• Try it: Please copy out each line of the entries in which "similar" appears.

[Collected data entries]
····················

PR #1395, opened 2021-07-30
feature: supply remove method for toast, to close one message instead of close all

oldbig:
###Feature Requests
The Toast message component can close a group message or close all groups messages, but can't close one message by calling a method, so in the slot, we can't close the current toast message, just as the demo showed, we must close all by call `removeGroup`. This pull request is just added the `remove` method to close one message, the usage is shown in ToastDoc.vue.

### DIFF
--- a/src/components/toast/ToastMessage.vue
+++ b/src/components/toast/ToastMessage.vue
@@ -18,6 +18,7 @@
 
 <script>
 import Ripple from 'primevue/ripple';
+import ToastEventBus from 'primevue/toasteventbus';
 
 export default {
     name: 'ToastMessage',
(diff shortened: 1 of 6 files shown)


cagataycivici:
Thanks, we'll implement a similar solution.

develar:
It is strange that pull request was not accepted, but the missing feature is still not implemented. My use case: show error on network request, but close the error message once another attempt of this request is successful.

AndrewMHenry:
> It is strange that pull request was not accepted, but the missing feature is still not implemented. My use case: show error on network request, but close the error message once another attempt of this request is successful.

Our use case is similar: we want to show a "sticky" toast message (that doesn't disappear until the user closes it) whenever one of our services disconnects. But, if the service reconnects, we want to remove that message automatically.

We thought of trying to define a separate group for each message, so we could use removeGroup(). Unfortunately, there are multiple services, and we also want all of the toast messages to appear in the same location (top-right of the screen), so we can't define a separate group for each message.

PR #1412, opened 2021-08-05
[Feature Request]: Added Row hover event

### LINKED ISSUE #1371: [Feature-Request] Hover-Event for rows in Datatable
**I'm submitting a ...** 
```
[x] feature request
```

Hello,

there are many events for rows in the DataTable-Component, like row-click etc., but for our current solution we need an row-hover-Event. 

I think this could be quite easily be added by adding @hover="onHover($event, rowData, index)" to the TableBody.vue.

Adding this would help us quite a lot!

mouadTaoussi:
Fixes #1371

### Feature Request

Added **Hover** **Event** for rows in **DataTable**, so users could use that feature just like showing details of each row in a section of the UI.

#### Changes requests to the code are Welcomed!


mouadTaoussi:
@mertsincan you might take  a look on that PR!

mouadTaoussi:
@mertsincan

src/components/datatable/DataTable.d.ts
```diff
@@ -82,6 +82,7 @@ declare class DataTable {
     $emit(eventName: 'filter', event: Event): this;
     $emit(eventName: 'value-change', value: any[]): this;
     $emit(eventName: 'row-click', event: Event): this;
+    $emit(eventName: 'row-mouseover', event: Event): this;
```
BryceBarbara, line 85: I'm not saying this should be changed, but wouldn't it be better if the `event` parameter had the `MouseEvent` type since that's more accurate?

mouadTaoussi: then I should change the type to `MouseEvent` for more accurate right ?

BryceBarbara: 🤷‍♂️ Ultimately it's up to the repo people. I feel like it would be more accurate but they may prefer that you follow the pattern already established.

mouadTaoussi: @mertsincan @tugcekucukoglu @cagataycivici Yes I agree with you, I'll wait the authors of the project whether they want changing that type for accurate or not!
Thank You!

cagataycivici:
We've decided not to go ahead due to performance concerns, if there is more demand we'll definitely reconsider. Thank you.

dominiksulak:
Hello, is row-mouseover/row-hover accessible in 2023 primeVue DataTable component? I am not able to find it. Thanks!

oelleuch1:
@cagataycivici Is there any plan to implement this feature ?

Issue #1148, opened 2021-04-06
Add appendTo to overlay components


lukasschinninger:
Currently for overlay components (like Dialog,Sidebar,etc) its not possible to set the appendTo attribute. So the dialog element directly  gets appended to the body 
![image](https://user-images.githubusercontent.com/31884422/113736569-80661c80-96fd-11eb-8bca-6c5c67d82ba4.png)
![image](https://user-images.githubusercontent.com/31884422/113736904-cde28980-96fd-11eb-9a7a-c4f3281b85b1.png)
and scoped css ( in this example the .inc class) is not working.

With appendTo it should be possible:
![image](https://user-images.githubusercontent.com/31884422/113737104-071af980-96fe-11eb-9d48-6906a27f8c87.png)
![image](https://user-images.githubusercontent.com/31884422/113737167-139f5200-96fe-11eb-8395-d3e6618b09bc.png)

Can you add support for appendTo (like in DatePicker or DropDown) for these components ?

afonic:
The problem is that many overlay components were changed to use Vue 3's teleport feature, but teleport cannot be used inside the Vue app itself. So appendTo is impossible. This creates all kinds of problems in a variety of cases that are not trivial to fix.

Here is a relevant issue: https://github.com/primefaces/primevue/issues/1083

cagataycivici:
This is related to Vue teleport, we should rely on the vue runtime to resolve this. For example, in React, teleport is much more flexible whereas in Vue teleport cannot be used within the app. So appendTo is pretty useless.

afonic:
@cagataycivici there is no indication that Vue will resolve this though.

····················

• Written response:
Thanks, we'll implement a similar solution.
Our use case is similar: we want to show a "sticky" toast message (that doesn't disappear until the user closes it) whenever one of our services disconnects. But, if the service reconnects, we want to remove that message automatically.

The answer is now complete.